With this configuration, there was a contradiction in the output – the guest event viewer showed errors/failure during the VSS process, while the Replica VM showed application-consistent points in the recovery history.

Here is an example of the error registered in the guest:

SQLVM: Loc=SignalAbort. Desc=Client initiates abort. ErrorCode=(0). Process=2644. Thread=7212. Client. Instance=. VD=Global\*******
 
BACKUP failed to complete the command BACKUP DATABASE model. Check the backup application log for detailed messages.
 
BackupVirtualDeviceFile::SendFileInfoBegin:  failure on backup device '{********-63**-49**-BA**-5DB6********}1'. Operating system error 995(error not found).

Root cause and Dealing with the errors

The big question was:  Why was Hyper-V Replica showing application-consistent recovery points if there are failures?

The behavior seen by the customer is a benign error caused because of the interaction between Hyper-V and VSS, especially for older versions of the guest OS. Details about this can be found in the KB article here: http://support.microsoft.com/kb/2952783

The Hyper-V requestor explicitly stops the VSS operation right after the OnThaw phase. While this ensures application-consistency of the writes going to the disk, it also results in the VSS errors being logged. Meanwhile, Hyper-V returns the consistency correctly to Hyper-V Replica, which in turn makes sure that the recovery side shows application-consistent points.
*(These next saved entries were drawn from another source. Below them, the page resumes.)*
PR #429, opened 2025-04-15
[ADD] Sybian

Shikifet:
## References

_None_

## About The Pull Request

A sybian as a new room_device, with lockable options and toys configuration

## Changelog

Authored by: Shikifet

```md
Assets:
- [Shybian] Added new room item "Sybian"
```

## Checklist

- [ ] The change has been tested locally
- [ ] Licensing information and credits were filled in/modified for added/modified assets
- [ ] I understand this change is licensed based on [Pandora's Asset Licensing](https://github.com/Project-Pandora-Game/pandora-assets/blob/master/ASSET_LICENSING.md) information


src/assets/room_devices/sybian/sybian.asset.ts
```diff
@@ -0,0 +1,475 @@
...
+			type: 'typed',
+			name: 'Character Position',
+			staticConfig: { slotName: 'seated' },
+			variants: [
+				{
+					id: 'front',
+					name: 'Front-facing',
+					default: true,
+					properties: {
+						blockSlotsEnterLeave: ['seated'],
```
ClaudiaMia, line 52: No one can enter this asset in any possible state~ 

This line needs to be removed.

src/assets/room_devices/sybian/sybian.asset.ts
```diff
@@ -0,0 +1,475 @@
...
+								},
+							},
+						},
+					},
+				},
+				{
+					id: 'back',
+					name: 'Back-facing',
+					properties: {
+						blockSlotsEnterLeave: ['seated'],
```
ClaudiaMia, line 66: No one can enter this asset in any possible state~ 

This line needs to be removed.

src/assets/room_devices/sybian/sybian.asset.ts
```diff
@@ -0,0 +1,475 @@
...
+		},
+		cover: {
+			name: 'Cover',
+			default: '#D51B1B',
+		},
+		ring: {
+			name: 'Ring',
+			default: '#D0D0D0',
+		},
+		dildo: {
```
ClaudiaMia, line 18: I have a hard time to notice the difference between dildo and no dildo. I really cannot recognize the slightly higher thingie as a dildo being present, personally.

Maybe it would help to make the dildo separately colorable with a darker default color, so it can be recognized as something standing up from the vibrating cover.

Just an idea, not a request for change.

src/assets/room_devices/sybian/sybian.asset.ts
```diff
@@ -0,0 +1,475 @@
...
+		seated: {
+			name: 'Seated',
+			asset: {
+				name: 'Sybian-type Saddle',
+				size: 'huge',
+				poseLimits: {
+					legs: 'kneeling',
+					bones: {
+						character_rotation: 0,
+						leg_l: [[-180, -30]],
```
ClaudiaMia, line 34: -180 seems way too much. If you test that, you see that the character slides down the sybian, essentially.

Unless that is intended, in my tests, double -45 seemed the last reasonable position that looked like one is still sitting on the device. So between -45 on -30 on both sides.

ClaudiaMia (changes requested):
Very nice asset as always!~

But I did find a few things.

src/assets/room_devices/sybian/sybian.asset.ts
Shikifet: Changed

src/assets/room_devices/sybian/sybian.asset.ts
Shikifet: They are usually a single piece, so I think it would be weird if they had different color base

ClaudiaMia: Hmm, true. Then I guess that is how it is.

Shall I merge it then like this?

PR #433, opened 2025-04-18
[CHANGE] Bondage cross improvements

Shikifet:
## References

_None_

## About The Pull Request

Updated the bondage cross to give more personalization options and more play styles:

## Changelog

- Split cuffs attachments between wrists and ankles, so any combination can be done now.
- Split locks into wrists and ankles.
- Moved facing view options to a separate module.
- Moved upside down position to a separate module. It requires having both ankles tied to cross.
- Add optional headrest module.
- Add optional padding module.

Authored by: Shikifet

```md
Assets:
- [Bondage cross] Updated modules of Bondage cross asset for more diversity and play options. Current characters tied to it will be released. We are sorry for the inconvenience
```

## Checklist


src/assets/room_devices/bondage_cross/bondage_cross.asset.ts
```diff
@@ -28,92 +32,167 @@ DefineRoomDeviceAsset({
...
 			staticConfig: { slotName: 'character_slot' },
 			variants: [
 				{
-					id: 'none',
-					name: 'Not attached',
+					id: 'front',
+					name: 'Front-Facing',
 					default: true,
 					properties: {
+						blockSlotsEnterLeave: ['character_slot'],
```
ClaudiaMia, line 49: This line blocks using the asset completely. I remember this problem from some recent PR~
I can only recommend to use a second tab with a second character to control the testing character, instead of using safemode.

src/assets/room_devices/bondage_cross/bondage_cross.asset.ts
```diff
@@ -28,92 +32,167 @@ DefineRoomDeviceAsset({
...
+								},
+							},
+						},
+					},
+				},
+				{
+					id: 'back',
+					name: 'Back-Facing',
+					properties: {
+						blockSlotsEnterLeave: ['character_slot'],
```
ClaudiaMia, line 63: This line blocks using the asset completely.
I can only recommend to use a second tab with a second character to control the testing character, instead of using safemode.

src/assets/room_devices/bondage_cross/bondage_cross.asset.ts
```diff
@@ -28,92 +32,167 @@ DefineRoomDeviceAsset({
...
+			type: 'typed',
+			name: 'Wrist',
+			staticConfig: { slotName: 'character_slot' },
+			variants: [
+				{
+					id: 'None',
+					name: 'None',
+					default: true,
+					properties: {
+						blockSlotsEnterLeave: ['character_slot'],
```
ClaudiaMia, line 86: This line blocks using the asset completely.
I can only recommend to use a second tab with a second character to control the testing character, instead of using safemode.

src/assets/room_devices/bondage_cross/bondage_cross.asset.ts
```diff
@@ -28,92 +32,167 @@ DefineRoomDeviceAsset({
...
 								poseLimits: {
 									bones: {
 										arm_l: -44,
-										arm_r: -44,
 										elbow_l: -21,
+										arm_r: -44,
 										elbow_r: -21,
-										leg_r: -30,
+									},
+								},
```
ClaudiaMia, line 156: Above this line, a `legs: 'standing',` should be added, same as for the other single-sided states. Otherwise, the character was suddenly kneeling in the air in my test.

src/assets/room_devices/bondage_cross/bondage_cross.asset.ts
```diff
@@ -158,40 +229,115 @@ DefineRoomDeviceAsset({
...
 							},
 						},
 					},
 				},
 			],
 		},
+		rotation: {
+			type: 'typed',
+			name: 'Rotation',
```
ClaudiaMia, line 264: How you made the process with the state flag, I feel it makes things more clear if you rename the module to "Cross rotation".

As I always considered the cross being static and the character being lifted and tied upside down. But with how your headrest rotates automatically, I assume you intend for the cross to rotate while the character is already tied to it by their feet.

src/assets/room_devices/bondage_cross/bondage_cross.asset.ts
```diff
@@ -28,92 +32,167 @@ DefineRoomDeviceAsset({
...
-				},
 			},
 		},
 	},
 	modules: {
-		chains: {
+		position: {
 			type: 'typed',
-			name: 'Chains',
+			name: 'Facing Position',
```
ClaudiaMia, line 41: Nitpick: "Facing Position" -> "Facing position" for consistency

ClaudiaMia (changes requested):
Those are nice changes and I agree to them. I found a few issues, though.

**Also! I want to raise awareness towards Pandora's contributing guideline.**
The modification policy the cross asset uses contains the policy "Fixes and New uses, otherwise ask".
The guideline ( CONTRIBUTING.md) defines the "new uses" part as "The author allows anyone to make this asset compatible with new features by modifying it or creating new variants".

You made changes to the asset that are clearly not falling under fixes or new uses. Since I was the original author, you creating this PR is akin to asking me, so it is fine. That said, ideally you ask first, before investing work, since the author could want to say "no" and then it is awkward for everyone.

This is especially important if you change the work of another author, where I might assume in good faith that you asked the original author for permission - though I might actually check in such a case possibly.

All good, just wanted to point this out again, as it is important. Loving your ideas and changes towards the cross.

src/assets/room_devices/bondage_cross/bondage_cross.asset.ts
Shikifet: I thought it as a way to keep the character suspended by both hands, but if you think it could lead to confusion, I can add it.

Shikifet:
You are right, I didn't tell beforehand because I knew you would be the one reviewing it and I would have changed anything you wouldnt comply about withouth any issue.
Said that I'm aware when changing assets of others contributors. For example, I asked taja before fixing one of the hairstyles for the kigurumi mask.

src/assets/room_devices/bondage_cross/bondage_cross.asset.ts
Shikifet: But in the end, its probably better to also force standing in this case as the others, as it can be felt as a bug instead of a feature (pun not intended). So I added it as well

ClaudiaMia (approved):
Thank you~

PR #460, opened 2025-06-28
[ADD] Handcuffs

SandrinePDR:
## References

_None_

## About The Pull Request

Added handcuffs as new arm restraint 

## Changelog

Authored by: Taja & Sandrine

```md
Assets:
- [Handcuffs] New asset
```

## Checklist

### DIFF
--- a/src/assets/arm_restraints/handcuffs/graphics.json
+++ b/src/assets/arm_restraints/handcuffs/graphics.json
@@ -30,6 +30,11 @@
 									"value": 162
 								},
 								{
+									"bone": "elbow_l",
+									"operator": ">=",
+									"value": -16
+								},
+								{
 									"view": "front"
 								}
 							]
@@ -112,7 +117,12 @@
 								{
 									"module": "cuffState",
 									"operator": "=",
-									"value": "above_head"
+									"value": "front"
+								},
+								{
+									"bone": "elbow_l",
+									"operator": "<",
+									"value": -16
 								},
 								{
 									"view": "front"
@@ -150,6 +160,11 @@
 									"bone": "elbow_l",
 									"operator": "<",
 									"value": 162
+								},
+								{
+									"bone": "elbow_l",
+									"operator": ">=",
+									"value": -16
 								},
 								{
 									"view": "front"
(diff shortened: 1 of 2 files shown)


ClaudiaMia (commented):
It's a wonderful asset.

I do have two improvement suggestions, though:

1. It will likely feel unrealistic not only to me that the module states lead to frozen poses, as your hands are blocked and you cannot select another expected to be possible state yourself.
But I believe that with a handcuffs model with a chain in between like this one, you are likely able to still freely switch between the states "in front low", "in front up", and "above head" as one cluster, and "cuffed behind, low", "cuffed behind, right hand up", as well as "cuffed behind, left hand up" as another, with "cuffed behind, up" staying a separate module state like currently.

So this can be achieved by only having three module states that are then frozen for the handcuffed character, and the rest works via pose changes. You can see this approach in action for the leather and steel wrist cuffs, e.g. steel_wrist_cuffs.asset.ts#64-94. Simply by defining the switchable poses as poseLimits options.
When you switch poses, Pandora switches to the nearest allowed pose, so the user does not need to know the exact pose values for this to work dynamically.

2. You or taja likely cut out a part of the handcuffs image, so the arms would still match the gap in the widest body setting. But when the arms are thin, it leads to gaps, as can be seen in the following screenshot.
There is an approach that leads to better visual quality: Not deleting the gap from the original image, but cutting it out into a separate image that is then layered behind the arms. I use this approach for the room devices, for instance to avoid any kind of gaps or overlapping the body where it looks unclean.
image

ClaudiaMia (changes requested):
In the above head state, it seems you might need to fix the arm order to be right first, as otherwise this happens:
image
Same issue here:
image
and here:
image
also here from the front:
image




in the same module state, if you turn around, the other side can look like this in many poses, independent of the arm order:
image


Also, maybe I phrased it misleadingly in my comment before: I wondered if this following pose is maybe the 3rd individual module state, as I am not sure you can switch between this and the tied behind the hips pose freely, but maybe you can.
image
The current 3rd pose over the head is something you can easily switch to by raising your front cuffed hands. There is nothing holding you back from just lifting your arms into that pose. certainly not the cuffs. So maybe there should only be 2 module states. But I guess we can also simply leave the modules like they are right now.

PR #472, opened 2025-08-08
[CHANGE] Suspension Ring

Shikifet:
## References

_None_

## About The Pull Request

- Fix a bug where rock over ankles where not properly drawn when chest line was on suspended high position (it was drawn at knee height instead of ankle height)
- Add new options to rock, supporting kneeling position if character is frogtied with Leg Jute Rope asset

## Changelog

Authored by: Shikifet

```md
Assets:
- [Suspension Ring] Fix glitch on rock tied to ankle and let it be tied on frogtied position
```

## Checklist


ClaudiaMia (approved):
It took me a bit to achieve the new poses, but it seems all works well and I did not spot any issues from my not systematic testing.

One very minor thing I noticed:
I wonder if the rope from the stone should not be layered under the frogtie rope. At least that is my understanding of how it would be tied?

Shikifet:
I also think that thigh rope should be under the frogtie one. But as its drawn from the ring, as a room device it can only draw graphics in front or behind the character, but not between character layers, so it always be shown over the frogtie graphic

ClaudiaMia:
> I also think that thigh rope should be under the frogtie one. But as its drawn from the ring, as a room device it can only draw graphics in front or behind the character, but not between character layers, so it always be shown over the frogtie graphic

Ah yes, I did not remember that it is not part of the asset, but a different one. 

I guess the only option would be to make a hole into the image of the vertical rope. But not sure that would align good enough for all leg sizes. Likely not worth the effort. I will merge this then.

A great way to validate whether the recovery point is application-consistent or not is to do a test failover on that recovery point. After the VM has booted up, the event viewer logs will have events pertaining to a rollback - and this would mean that the point is not application consistent.

Key Takeaways

  1. All in all, you can rest assured that in the case of VMs with older operating systems, Hyper-V Replica is correctly taking an application-consistent snapshot of the virtual machine.
  2. Although there are errors seen in the guest, they are benign and having a recovery history with application-consistent points is an expected behavior.